En cualquiera de los dos casos, Frank no iba a permitir que le impidiera disfrutar de la comida que se servía en la fiesta, que era excelente. Estaba masticando un
satay
de langostinos, cuando se le acercó Mac.

—Usted es demasiado inteligente para esta gente —dijo Mac—. Se está desperdiciando. Venga a trabajar conmigo y gane dinero de verdad en un entorno con clase.

—Me halaga —dijo Frank—, pero Mike y yo llevamos mucho tiempo juntos.

—Cada día que pasa es un desperdicio.

—Le agradezco el ofrecimiento —dijo Frank—, pero no, gracias. Mike es amigo mío y me quedo con él.

—Lo respeto —dijo Mac—. No pretendía ofenderlo.

—No me siento ofendido.

—Pero procure que haga algo acertado, por favor —dijo Mac—. Lo acertado siempre es bueno para todos.

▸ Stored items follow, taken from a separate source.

PR #3497, opened 2026-05-20
Bump version to 2.104.1

christophermiJfrog:
Bump version to 2.104.1


.github/scripts/prepare-cli-release
```diff
@@ -117,7 +117,7 @@ def compute_next_version(version_type: str, gh_token: Optional[str] = None) -> s
         sys.exit(1)
     
     print(f"Next version: {next_version}")
-    return next_version
+    return "2.104.1"
```
ehl-jf, line 120: Why this change ?
If done by the script it should be fixed

PR #3530, opened 2026-06-03
RTECO-1287 jf poetry install --only main captures all dependency 

reshmifrog:
…ps in build info, ignoring group filters

---
Problem: jf poetry install all dependency ignoring group filters


utils/buildinfo/buildinfo.go
```diff
@@ -799,3 +824,66 @@ func extractRepoNameFromPypiURL(urlStr string) string {
...
+}
+
+// poetryInstalledPackages runs `poetry run pip list --format=json` inside
+// workingDir and returns the installed set as normalised name → version.
+// Normalisation matches PEP 503 (lowercase, runs of [-_.] collapsed to "-"),
+// the same normalisation applied to lockfile names by PoetryFlexPack.
+// Returns nil on any error so the caller falls back to lock-file-driven
+// resolution (no regression).
+func poetryInstalledPackages(workingDir string) map[string]string {
+	cmd := exec.Command("poetry", "run", "pip", "list", "--format=json")
```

Lo malo era que Mike no lo veía de la misma forma. Aquella noche, más tarde, mientras le relataba las maravillas del sexo con una futura modelo de
Penthouse
, le dijo:

—¿Sabes qué? Vamos a tener que matar al negrata...

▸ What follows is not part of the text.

PR #3535, opened 2026-06-04
JGC-499 - Replace 'safe to test' label with single build-gate environment approval

ehl-jf:
## Summary

Replaces the per-workflow **`safe to test`** label gate with a single **`build-gate` GitHub Environment deployment approval**. A maintainer approves once per fork/PR run, and that single approval releases **frogbot** and **all integration-test suites**. Trusted `push` to `master` and manual `workflow_dispatch` runs skip the approval entirely.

—Pues no, no lo sé —dijo Frank— y en realidad creo que deberías venderle el 80 por ciento.

—Te estás quedando conmigo, ¿no es cierto?

—Te lo digo totalmente en serio.

—Ni de coña, Frankie —dijo Mike—. Ni de coña.

—Es poli, Mike.

—Lo fue —dijo Mike— y también ha estado en el trullo.

—Quien ha sido poli lo sigue siendo toda la vida —dijo Frank—. Se mantienen más unidos que nosotros. Además, tiene un socio poli, así que viene a ser lo mismo.

—No voy a vender el Pinto —dijo Mike.

Y llamó a Mac para decírselo.

La semana siguiente empezaron a caer por allí inspectores para controlar que el local cumpliera la normativa contra incendios, las normas sanitarias y las del agua. Todos encontraron alguna irregularidad; ninguno de ellos quiso aceptar un billete de cien dólares, como siempre, y, por el contrario, elevaron un informe.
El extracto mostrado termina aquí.